Material shown:
PR #3800, opened 2023-07-31
refactor(bigint): improve encode/decode implementation

LucasLvy:
This change is [Reviewable](https://reviewable.io/reviews/starkware-libs/cairo/3800)

### DIFF
--- a/crates/cairo-lang-utils/src/bigint.rs
+++ b/crates/cairo-lang-utils/src/bigint.rs
@@ -112,22 +112,25 @@ where
 
 impl Encode for BigIntAsHex {
     fn size_hint(&self) -> usize {
-        // sign, len, data.
-        1 + 8 + self.value.to_bytes_be().1.len()
+        // sign + len packed in the same byte, it allows numbers of byte size up to 63 (2**504),
+        // data.
+        let bits = self.value.bits() as usize;
+        core::mem::size_of::<u8>() + bits / 8 + if bits % 8 != 0 { 1 } else { 0 }
     }
+
+    /// /!\ Warning this function panics if the number encoded is too big (>= 2**504)
     fn encode_to<T: parity_scale_codec::Output + ?Sized>(&self, dest: &mut T) {
-        let (sign, data) = self.value.to_bytes_be();
-        match sign {
-            num_bigint::Sign::Minus => 0u8.encode_to(dest),
-            num_bigint::Sign::NoSign => 1u8.encode_to(dest),
-            num_bigint::Sign::Plus => 2u8.encode_to(dest),
-        };
-        // TODO(yair): better way to encode vec?
-        let len = data.len() as u64;
-        len.encode_to(dest);
-        for b in data.as_slice() {
-            b.encode_to(dest);
-        }
+        let (sign, data) = self.value.to_bytes_le();
+        assert!(data.len() <= 63, "Can't encode numbers longer than 63 bytes");
+        // Pack sign + number byte size.
+        ((match sign {
+            num_bigint::Sign::Minus => 0u8,
+            num_bigint::Sign::NoSign => 1u8,
+            num_bigint::Sign::Plus => 2u8,
+        } << 6)
+            + data.len() as u8)
+            .encode_to(dest);
+        dest.write(&data);
     }
 }
 
@@ -135,8 +138,8 @@ impl Decode for BigIntAsHex {
     fn decode<I: parity_scale_codec::Input>(
         input: &mut I,
     ) -> Result<Self, parity_scale_codec::Error> {
-        let discriminant = input.read_byte()?;
-        let sign = match discriminant {
+        let sign_and_len = input.read_byte()?;
+        let sign = match sign_and_len >> 6 {
             0u8 => num_bigint::Sign::Minus,
             1u8 => num_bigint::Sign::NoSign,
             2u8 => num_bigint::Sign::Plus,
@@ -144,12 +147,9 @@ impl Decode for BigIntAsHex {
                 return Err(parity_scale_codec::Error::from("Bad sign encoding."));
             }
         };
-        // TODO(yair): better way to decode vec?
-        let data_len = u64::decode(input)?;
-        let mut bytes: Vec<u8> = Vec::with_capacity(data_len as usize);
-        for _ in 0..data_len {
-            bytes.push(input.read_byte()?);
-        }
-        Ok(Self { value: BigInt::from_bytes_be(sign, bytes.as_slice()) })
+        let len = sign_and_len & 0b00111111;
+        let mut buffer = vec![0; len as usize];
+        input.read(&mut buffer)?;
+        Ok(Self { value: BigInt::from_bytes_le(sign, buffer.as_slice()) })
     }
 }


crates/cairo-lang-utils/src/bigint.rs
```diff
@@ -112,44 +112,40 @@ where
 
 impl Encode for BigIntAsHex {
     fn size_hint(&self) -> usize {
-        // sign, len, data.
-        1 + 8 + self.value.to_bytes_be().1.len()
+        // sign (2 is the biggest sign value possible), data.
+        (2u8, self.value.to_bytes_le().1).size_hint()
```
tdelabro, line 116: What value does this return?
I expect it to be equal to `1 + 1 + self.value.to_bytes_le().1.len()`

tdelabro: I don't like this implementation uses `to_bytes_le` which is performing memory allocation internally (a new vec is crated).

I think `size_hint` should not do that. Just read the data and compute it's size.
YOu can instead use `mem::size_of_val`. That will look at the size of the inner vec

tdelabro (changes requested):

crates/cairo-lang-utils/src/bigint.rs
tdelabro: `it prunes the 0 bytes` what do you mean?

tdelabro: You can get the inner `data` by calling the `IntDigits` trait `digits` method.
And actually, it's true length. Then you just have to multiply by 8

```rust
impl IntDigits for BigUint {
    #[inline]
    fn digits(&self) -> &[BigDigit] {
        &self.data
    }
    #[inline]
    fn digits_mut(&mut self) -> &mut Vec<BigDigit> {
        &mut self.data
    }
    #[inline]
    fn normalize(&mut self) {
        self.normalize();
    }
    #[inline]
    fn capacity(&self) -> usize {
        self.data.capacity()
    }
    #[inline]
    fn len(&self) -> usize {
        self.data.len()
    }
}

```

LucasLvy: This is the implementation of `to_bytes_le()`
```rs
/// Returns the byte representation of the `BigUint` in little-endian byte order.
    ///
    /// # Examples
    ///
    /// ```
    /// use num_bigint::BigUint;
    ///
    /// let i = BigUint::parse_bytes(b"1125", 10).unwrap();
    /// assert_eq!(i.to_bytes_le(), vec![101, 4]);
    /// ```
    #[inline]
    pub fn to_bytes_le(&self) -> Vec<u8> {
        if self.is_zero() {
            vec![0]
        } else {
            convert::to_bitwise_digits_le(self, 8)
        }
    }
```
If i used `core::mem::size_of(val)` it would have returned 8 which would be wrong

yair-starkware (approved):
> Reviewed 1 of 1 files at r1, all commit messages.
> *[Reviewable](https://reviewable.io/reviews/starkware-libs/cairo/3800)* status: all files reviewed, 2 unresolved discussions (waiting on @LucasLvy, @orizi, and @tdelabro)

___
*[`crates/cairo-lang-utils/src/bigint.rs` line 146 at r1](https://reviewable.io/reviews/starkware-libs/cairo/3800#-NagL9tWAIH5ExDswqUs:-NagL9tWAIH5ExDswqUt:b-di5ja4) ([raw file](https://github.com/starkware-libs/cairo/blob/187a2e3ace50e4f708d8c5c9ce5f49fea4d78df4/crates/cairo-lang-utils/src/bigint.rs#L146)):*
> ```XML
>             }
>         };
>         let mut buffer = vec![0; len.0 as usize];
> ```

Isn't `Vec::with_capacity` better?



_Code quote:_
```XML
let mut buffer = vec![0; len.0 as usize];
```

LucasLvy (commented):
> *[Reviewable](https://reviewable.io/reviews/starkware-libs/cairo/3800)* status: all files reviewed, 2 unresolved discussions (waiting on @orizi, @tdelabro, and @yair-starkware)

___
*[`crates/cairo-lang-utils/src/bigint.rs` line 146 at r1](https://reviewable.io/reviews/starkware-libs/cairo/3800#-NagL9tWAIH5ExDswqUs:-NagLvy29scGYq1lGWAj:b-os7pxs) ([raw file](https://github.com/starkware-libs/cairo/blob/187a2e3ace50e4f708d8c5c9ce5f49fea4d78df4/crates/cairo-lang-utils/src/bigint.rs#L146)):*
<details><summary><i>Previously, yair-starkware (Yair) wrote…</i></summary><blockquote>

Isn't `Vec::with_capacity` better?
</blockquote></details>

Generally speaking it should but for this use case clippy is not happy because theoretically the input could be empty. Here i don't think it matters too much as it's done at compile time (the optimizer is probably also doing some dark magic)

crates/cairo-lang-utils/src/bigint.rs
```diff
@@ -112,44 +112,39 @@ where
 
 impl Encode for BigIntAsHex {
     fn size_hint(&self) -> usize {
-        // sign, len, data.
-        1 + 8 + self.value.to_bytes_be().1.len()
+        // sign, data.
+        core::mem::size_of::<u8>() + self.value.bits() as usize / 8
```
tdelabro, line 116: YOu are missing one u8 there.
Sign takes one, vec len takes one, and then the rest is `self.value.bits() as usize / 8`

crates/cairo-lang-utils/src/bigint.rs
```diff
@@ -112,44 +112,39 @@ where
...
             }
         };
-        // TODO(yair): better way to decode vec?
-        let data_len = u64::decode(input)?;
-        let mut bytes: Vec<u8> = Vec::with_capacity(data_len as usize);
-        for _ in 0..data_len {
-            bytes.push(input.read_byte()?);
-        }
-        Ok(Self { value: BigInt::from_bytes_be(sign, bytes.as_slice()) })
+        let mut buffer = vec![0; len.0 as usize];
```
tdelabro, line 146: I would rather use `Vec::with_capacity`, you don't have to initialize the memory to `0`. It will be overwritten just after without ever being read.

tdelabro (changes requested):

crates/cairo-lang-utils/src/bigint.rs
tdelabro: s there a domain constraint we can rely upon in order to be sure that the vec won't be more than X byte long?

If those BigInt are used to store Felt252, we know for sure that the data len won't exceed 32. Which is totally encodable on a single byte with compact scale codec

tdelabro: Is there a way to be sure that `self.value.bits() as usize / 8` is always equal to `self.value.to_bytes_le().len()`?
Can we have some unit tests for this?
Or at least a comment that says that it has been tested and is always the case. In a few month it will be hard to make the link between those two just by reading the code.

LucasLvy: It surely does not always equal as it's an integer div we need to ceil 🫠

LucasLvy: As for the total size as it's a hint we don't have any guarantees that it'll be a felt252 there (imo)

tdelabro: We should rather round-up than down, shouldn't we?

tdelabro:
> and in u8(up to 255) bytes we pretty much have an infinitely large number - so we should be quite fine.
we can probably even not use 2 bits and keep using sign encoded within it, so we'd have up to 64 bytes.

If the len is stored as compact, it already uses two bits for the scale codec, so the max value (if stored on one byte) is already `63`.

tdelabro:
@orizi 
Also if we are comfortable with those values never being larger than `Felt::MAX` (and it seems we are, since we are willing to `panic!`), it should probably be enforced at the type level itself. Through some kind of wrapper or a type wich internal representation is not a potential infinite Vec, but rather a `[u8; 32]`. Or even a `BoundedVec`. 

Wdyt?

orizi (approved):
:lgtm:

> Reviewed 1 of 1 files at r2, all commit messages.
> *[Reviewable](https://reviewable.io/reviews/starkware-libs/cairo/3800#-:-NauaeuT2O1OBo5qlrLL:bnfp4nl)* status: all files reviewed, 4 unresolved discussions (waiting on @LucasLvy, @tdelabro, and @yair-starkware)

LucasLvy (commented):
> *[Reviewable](https://reviewable.io/reviews/starkware-libs/cairo/3800)* status: all files reviewed, 3 unresolved discussions (waiting on @tdelabro)

___
*[`crates/cairo-lang-utils/src/bigint.rs` line 116 at r1](https://reviewable.io/reviews/starkware-libs/cairo/3800#gh-1279783112:-NavyUPV0LObr6WojlQN:b-896fix) ([raw file](https://github.com/starkware-libs/cairo/blob/187a2e3ace50e4f708d8c5c9ce5f49fea4d78df4/crates/cairo-lang-utils/src/bigint.rs#L116)):*

it sounds ok for me to check the result and panic if there is any issue.
and in u8(up to 255) bytes we pretty much have an infinitely large number - so we should be quite fine.
we can probably even not use 2 bits and keep using sign encoded within it, so we'd have up to 64 bytes.
</blockquote></details>

Done.
___
*[`crates/cairo-lang-utils/src/bigint.rs` line 146 at r1](https://reviewable.io/reviews/starkware-libs/cairo/3800#gh-1279794430:-NavyTPR8HjheSVdAGMd:b-896fix) ([raw file](https://github.com/starkware-libs/cairo/blob/187a2e3ace50e4f708d8c5c9ce5f49fea4d78df4/crates/cairo-lang-utils/src/bigint.rs#L146)):*
<details><summary><i>Previously, tdelabro (Timothée Delabrouille) wrote…</i></summary><blockquote>

I would rather use `Vec::with_capacity`, you don't have to initialize the memory to `0`. It will be overwritten just after without ever being read.
</blockquote></details>

Done.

Description of the task: From the records, work out how many lines include "NoSign" and respond with the number only.

Output below: 3